- Dataset
PR #152, opened 2020-03-25
Add missed html props

Shmew:
Added a few missed props.


Zaid-Ajaj:
Thank you :pray: will publish a nuget later this evening :smile:

Issue #153, opened 2020-03-29
Maxlength causes DOM error.


DurdSoft:
I believe `maxLength` is named wrong here:

https://github.com/Zaid-Ajaj/Feliz/blob/440d32527c63ab3ef2b10a9922df4998b38517fb/Feliz/Properties.fs#L578

It is `"maxlength"` and should be `"maxLength"`. This then causes a DOM error:

![image](https://user-images.githubusercontent.com/24255513/77847683-e351d900-71b6-11ea-807f-770193c9dd08.png)

PR #154, opened 2020-03-29
maxlength -> maxLength

DurdSoft:
I believe this will fix https://github.com/Zaid-Ajaj/Feliz/issues/153


Zaid-Ajaj:
Thanks a lot @DurdSoft I have released your fix as of v0.74 and it will available soon :smile:

PR #161, opened 2020-04-14
Add Recharts bindings for optional data values and axis scale type

joahim:
This pull request adds Recharts binding for:

- Optional data values (e.g. https://recharts.org/en-US/examples/LineChartConnectNulls)
- Setting the x/y axis scale type (https://recharts.org/en-US/api/XAxis#scale)

Optional data values examples added to the docs for LineChart and AreaChart.


Zaid-Ajaj:
Hello @joahim, this is really awesome work, thanks a lot :heart: 

I only have one comment about the `Scale` type, it is defined as a separate type to be used as input for the `xAxis.scale` function so you would use like this: `xAxis.scale Scale.Linear`. I would rather have it defined the same way  the `orientation` is defined with static properties to make easily it discoverable and be able to use it like this: `xAxis.scale.linear` following suit with how Feliz-style bindings are built

PR #163, opened 2020-04-20
Rename "inheritFromParent" to "inherit"

dbrattli:
I cannot see that "inheritFromParent" is a valid style value. Is this a typo?


Zaid-Ajaj:
Thanks! It was probably a copy-paste error

PR #212, opened 2020-06-23
Added Solution Items to Template

l3m:
Make package.json and webpack config 1-click
accessible when using Rider.

image


Zaid-Ajaj:
Thanks a lot! this is a nice addition. Should be available as of v2.3.0 :smile:

PR #214, opened 2020-06-24
Add Html.textf

aspnetde:
This one is shamelessly stolen from https://github.com/Zaid-Ajaj/Feliz/pull/213, as I noticed that I am using `sprintf` not only for props, but also for `Html.text`:

```fs
let render state _ =
    Html.div [
        Html.text (sprintf "Hello, %s! Go ahead and " state.Session.User)
        Html.a [ ... ]
        Html.text " your name."
    ]
```

This can now become

```fs
    Html.div [
        Html.textf "Hello, %s! Go ahead and " state.Session.User
        Html.a [ ... ]
        Html.text " your name."
    ]
```

I took over the tests, as it seems to make sense to test for the same cases (although the test arrangement with `Html.textf` within the children of another element is artificial).

### DIFF
--- a/Feliz/Html.fs
+++ b/Feliz/Html.fs
@@ -712,6 +712,8 @@ type Html =
     static member inline text (value: string) : ReactElement = unbox value
     static member inline text (value: System.Guid) : ReactElement = unbox (string value)
 
+    static member inline textf fmt = Printf.kprintf Html.text fmt
+    
     static member inline textarea xs = Interop.createElement "textarea" xs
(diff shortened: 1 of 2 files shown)


Shmew:
Beat me to the punch! I was about to make a PR 😄 

👍

Zaid-Ajaj:
Awesome work @aspnetde, will publish soon once we add another bit of functionality for request cancelation

aspnetde:
That’s fine with me, take your time ✌️

Zaid-Ajaj:
Published and will be available as of v1.5 :rocket: (currently being indexed by nuget)

PR #215, opened 2020-06-24
Add React.useCancellationToken hook

Shmew:
Adds the `React.useCancellationToken` hook to make managing async functions inside components easier to manage.


Zaid-Ajaj:
Published and will be available as of v1.5 🚀 🎉

PR #216, opened 2020-06-26
Fix React state update bug

Shmew:
Prevents a state update when the component does not wait for the update function to finish (such as a `Cmd` itself being the reason for the unmount).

- What is required
Every line above that has the string "state" needs to be copied.

- Reply
let render state _ =
        Html.text (sprintf "Hello, %s! Go ahead and " state.Session.User)
        Html.textf "Hello, %s! Go ahead and " state.Session.User
Fix React state update bug
Prevents a state update when the component does not wait for the update function to finish (such as a `Cmd` itself being the reason for the unmount).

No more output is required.